* [Material provided]:

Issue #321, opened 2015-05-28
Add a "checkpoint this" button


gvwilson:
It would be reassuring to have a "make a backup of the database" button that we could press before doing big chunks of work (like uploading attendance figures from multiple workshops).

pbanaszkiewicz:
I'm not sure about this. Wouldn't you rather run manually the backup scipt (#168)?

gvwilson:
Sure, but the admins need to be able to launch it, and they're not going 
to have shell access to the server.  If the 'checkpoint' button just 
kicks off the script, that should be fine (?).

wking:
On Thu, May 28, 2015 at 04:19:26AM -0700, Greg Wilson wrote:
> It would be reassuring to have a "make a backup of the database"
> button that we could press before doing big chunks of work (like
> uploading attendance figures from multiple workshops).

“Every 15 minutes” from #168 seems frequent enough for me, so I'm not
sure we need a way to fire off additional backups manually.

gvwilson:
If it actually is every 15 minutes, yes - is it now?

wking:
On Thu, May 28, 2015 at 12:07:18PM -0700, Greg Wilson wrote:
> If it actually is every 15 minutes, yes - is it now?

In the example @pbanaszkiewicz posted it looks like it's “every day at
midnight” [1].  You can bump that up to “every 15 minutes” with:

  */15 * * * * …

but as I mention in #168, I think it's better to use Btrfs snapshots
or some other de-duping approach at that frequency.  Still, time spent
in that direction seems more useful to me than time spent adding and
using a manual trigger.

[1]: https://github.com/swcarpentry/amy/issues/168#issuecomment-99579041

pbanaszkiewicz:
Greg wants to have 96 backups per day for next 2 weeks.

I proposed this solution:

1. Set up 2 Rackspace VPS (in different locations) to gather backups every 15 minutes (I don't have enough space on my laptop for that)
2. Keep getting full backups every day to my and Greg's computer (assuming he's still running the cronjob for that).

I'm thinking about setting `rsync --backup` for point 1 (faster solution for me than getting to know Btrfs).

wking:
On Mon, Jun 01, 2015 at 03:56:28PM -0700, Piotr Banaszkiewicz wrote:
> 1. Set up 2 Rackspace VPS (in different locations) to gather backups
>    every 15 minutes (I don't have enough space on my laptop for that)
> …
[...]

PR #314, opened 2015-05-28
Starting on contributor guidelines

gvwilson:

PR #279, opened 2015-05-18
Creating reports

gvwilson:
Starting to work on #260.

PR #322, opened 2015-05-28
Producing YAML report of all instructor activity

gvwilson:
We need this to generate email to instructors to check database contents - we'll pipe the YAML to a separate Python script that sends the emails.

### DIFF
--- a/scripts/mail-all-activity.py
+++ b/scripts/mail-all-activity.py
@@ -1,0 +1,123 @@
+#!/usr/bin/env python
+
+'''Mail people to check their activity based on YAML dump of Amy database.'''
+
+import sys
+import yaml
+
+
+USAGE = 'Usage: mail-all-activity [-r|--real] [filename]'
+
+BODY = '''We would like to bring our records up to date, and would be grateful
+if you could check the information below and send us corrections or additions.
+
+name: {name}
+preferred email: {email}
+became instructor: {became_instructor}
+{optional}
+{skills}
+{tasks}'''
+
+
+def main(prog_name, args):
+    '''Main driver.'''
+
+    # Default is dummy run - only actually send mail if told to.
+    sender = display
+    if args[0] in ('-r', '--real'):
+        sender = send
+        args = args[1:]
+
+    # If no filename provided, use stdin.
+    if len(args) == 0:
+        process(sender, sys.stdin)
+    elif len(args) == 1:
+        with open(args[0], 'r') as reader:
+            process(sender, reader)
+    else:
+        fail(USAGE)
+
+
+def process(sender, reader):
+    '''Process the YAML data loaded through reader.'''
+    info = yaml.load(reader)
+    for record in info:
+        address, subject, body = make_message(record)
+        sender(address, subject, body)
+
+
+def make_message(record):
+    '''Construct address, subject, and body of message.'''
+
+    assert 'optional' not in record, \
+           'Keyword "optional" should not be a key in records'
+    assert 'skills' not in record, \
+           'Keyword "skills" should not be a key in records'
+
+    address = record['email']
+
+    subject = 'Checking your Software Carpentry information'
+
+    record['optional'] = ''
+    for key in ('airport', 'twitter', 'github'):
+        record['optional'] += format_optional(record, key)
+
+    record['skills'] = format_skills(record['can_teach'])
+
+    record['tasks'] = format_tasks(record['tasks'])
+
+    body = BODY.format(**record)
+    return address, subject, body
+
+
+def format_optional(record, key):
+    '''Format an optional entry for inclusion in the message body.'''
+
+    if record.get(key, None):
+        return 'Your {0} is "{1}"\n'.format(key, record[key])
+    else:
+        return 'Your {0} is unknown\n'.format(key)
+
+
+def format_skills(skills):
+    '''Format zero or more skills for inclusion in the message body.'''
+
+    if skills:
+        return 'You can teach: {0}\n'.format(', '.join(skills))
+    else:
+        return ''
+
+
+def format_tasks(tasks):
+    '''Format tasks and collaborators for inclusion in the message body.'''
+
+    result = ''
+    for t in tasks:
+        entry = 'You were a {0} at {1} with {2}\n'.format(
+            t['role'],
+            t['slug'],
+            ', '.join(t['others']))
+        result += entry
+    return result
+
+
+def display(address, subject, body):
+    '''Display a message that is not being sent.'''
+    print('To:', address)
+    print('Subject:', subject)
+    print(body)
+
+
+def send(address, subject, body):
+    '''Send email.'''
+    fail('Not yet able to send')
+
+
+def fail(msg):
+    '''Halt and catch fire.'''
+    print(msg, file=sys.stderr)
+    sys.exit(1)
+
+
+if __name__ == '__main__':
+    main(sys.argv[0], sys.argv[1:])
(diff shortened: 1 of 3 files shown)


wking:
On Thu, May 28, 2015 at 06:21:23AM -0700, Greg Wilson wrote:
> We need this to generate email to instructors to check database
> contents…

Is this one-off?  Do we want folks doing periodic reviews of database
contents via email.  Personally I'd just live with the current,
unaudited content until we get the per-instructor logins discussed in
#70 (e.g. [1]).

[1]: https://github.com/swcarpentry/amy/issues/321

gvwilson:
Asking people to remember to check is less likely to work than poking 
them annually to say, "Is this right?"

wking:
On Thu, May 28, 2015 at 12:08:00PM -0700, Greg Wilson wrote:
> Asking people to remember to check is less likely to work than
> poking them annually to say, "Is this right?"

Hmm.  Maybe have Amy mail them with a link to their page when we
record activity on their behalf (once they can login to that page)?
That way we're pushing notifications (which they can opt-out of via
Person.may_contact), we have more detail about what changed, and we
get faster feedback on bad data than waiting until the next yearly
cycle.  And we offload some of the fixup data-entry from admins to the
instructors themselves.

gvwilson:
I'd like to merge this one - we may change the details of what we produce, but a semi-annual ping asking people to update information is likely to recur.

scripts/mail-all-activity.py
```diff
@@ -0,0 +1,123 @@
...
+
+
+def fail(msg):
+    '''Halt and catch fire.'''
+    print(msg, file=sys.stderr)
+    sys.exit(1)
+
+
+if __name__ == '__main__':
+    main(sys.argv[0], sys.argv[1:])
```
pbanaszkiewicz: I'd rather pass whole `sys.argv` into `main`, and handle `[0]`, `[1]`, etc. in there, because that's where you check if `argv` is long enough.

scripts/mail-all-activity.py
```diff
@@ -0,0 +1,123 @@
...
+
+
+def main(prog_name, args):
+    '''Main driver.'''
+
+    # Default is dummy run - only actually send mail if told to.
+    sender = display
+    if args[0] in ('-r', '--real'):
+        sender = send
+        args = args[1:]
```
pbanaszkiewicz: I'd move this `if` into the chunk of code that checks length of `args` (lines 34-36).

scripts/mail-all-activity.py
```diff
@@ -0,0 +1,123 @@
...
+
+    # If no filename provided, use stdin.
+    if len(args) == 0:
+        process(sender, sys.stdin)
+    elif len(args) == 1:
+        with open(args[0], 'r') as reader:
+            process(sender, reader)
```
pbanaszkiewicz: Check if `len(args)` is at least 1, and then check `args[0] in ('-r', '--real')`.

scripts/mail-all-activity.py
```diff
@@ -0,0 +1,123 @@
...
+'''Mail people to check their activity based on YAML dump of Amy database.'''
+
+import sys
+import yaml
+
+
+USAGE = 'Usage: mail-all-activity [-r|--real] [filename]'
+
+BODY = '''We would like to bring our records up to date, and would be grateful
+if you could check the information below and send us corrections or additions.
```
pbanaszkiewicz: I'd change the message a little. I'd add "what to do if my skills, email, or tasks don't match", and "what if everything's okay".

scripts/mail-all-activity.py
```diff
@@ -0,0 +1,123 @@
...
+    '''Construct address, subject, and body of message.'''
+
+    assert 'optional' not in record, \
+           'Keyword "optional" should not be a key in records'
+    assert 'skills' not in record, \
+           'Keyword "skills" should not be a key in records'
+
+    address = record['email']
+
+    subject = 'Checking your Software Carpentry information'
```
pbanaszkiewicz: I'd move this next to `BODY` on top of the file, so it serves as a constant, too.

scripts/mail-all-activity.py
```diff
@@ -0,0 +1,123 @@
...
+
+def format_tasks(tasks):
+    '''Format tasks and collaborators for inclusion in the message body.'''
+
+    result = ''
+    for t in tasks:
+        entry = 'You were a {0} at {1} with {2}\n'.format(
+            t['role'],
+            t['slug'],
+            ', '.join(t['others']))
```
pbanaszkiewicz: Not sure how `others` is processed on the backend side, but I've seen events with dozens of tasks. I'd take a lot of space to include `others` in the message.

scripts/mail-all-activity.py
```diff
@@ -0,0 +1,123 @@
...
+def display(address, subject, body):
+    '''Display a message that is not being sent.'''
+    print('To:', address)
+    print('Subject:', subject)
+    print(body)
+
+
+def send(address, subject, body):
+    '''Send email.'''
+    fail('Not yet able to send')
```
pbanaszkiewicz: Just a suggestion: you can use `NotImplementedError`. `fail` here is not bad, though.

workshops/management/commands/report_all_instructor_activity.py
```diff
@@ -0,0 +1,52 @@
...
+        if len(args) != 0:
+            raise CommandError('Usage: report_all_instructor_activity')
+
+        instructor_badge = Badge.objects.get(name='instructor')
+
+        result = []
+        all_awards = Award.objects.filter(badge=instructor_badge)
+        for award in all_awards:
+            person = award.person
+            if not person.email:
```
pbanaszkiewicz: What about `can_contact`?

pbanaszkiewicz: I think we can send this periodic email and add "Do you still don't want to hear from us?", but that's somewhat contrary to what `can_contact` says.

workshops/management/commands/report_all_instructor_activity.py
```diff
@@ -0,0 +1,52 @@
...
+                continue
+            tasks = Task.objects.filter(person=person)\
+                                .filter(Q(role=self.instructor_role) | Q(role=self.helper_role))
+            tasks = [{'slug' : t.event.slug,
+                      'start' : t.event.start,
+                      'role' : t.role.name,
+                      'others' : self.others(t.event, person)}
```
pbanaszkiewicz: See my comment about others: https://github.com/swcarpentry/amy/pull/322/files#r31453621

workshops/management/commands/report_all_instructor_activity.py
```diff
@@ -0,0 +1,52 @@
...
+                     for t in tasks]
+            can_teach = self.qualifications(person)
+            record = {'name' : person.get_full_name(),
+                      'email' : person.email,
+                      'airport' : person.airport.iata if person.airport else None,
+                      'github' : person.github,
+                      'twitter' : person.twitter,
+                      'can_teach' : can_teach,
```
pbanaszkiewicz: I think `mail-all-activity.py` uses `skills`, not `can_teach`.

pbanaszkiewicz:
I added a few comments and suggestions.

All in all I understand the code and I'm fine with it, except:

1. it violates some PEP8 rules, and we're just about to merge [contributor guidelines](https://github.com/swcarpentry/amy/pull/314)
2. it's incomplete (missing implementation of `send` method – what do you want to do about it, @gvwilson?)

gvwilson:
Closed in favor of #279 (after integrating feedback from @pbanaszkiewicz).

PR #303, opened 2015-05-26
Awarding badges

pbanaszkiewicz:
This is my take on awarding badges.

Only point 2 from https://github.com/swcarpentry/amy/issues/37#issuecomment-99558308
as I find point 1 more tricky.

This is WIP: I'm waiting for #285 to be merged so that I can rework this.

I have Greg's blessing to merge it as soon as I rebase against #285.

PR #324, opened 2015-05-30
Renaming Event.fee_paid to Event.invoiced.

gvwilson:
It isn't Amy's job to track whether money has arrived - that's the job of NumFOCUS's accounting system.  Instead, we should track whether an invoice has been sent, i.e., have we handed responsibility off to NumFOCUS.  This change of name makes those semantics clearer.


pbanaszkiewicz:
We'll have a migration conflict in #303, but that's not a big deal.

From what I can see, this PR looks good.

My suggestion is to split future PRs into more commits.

* [Exercise details]: What is the number of lines above that contain the string "pull"? Answer with that number only.

* [Reply]: 2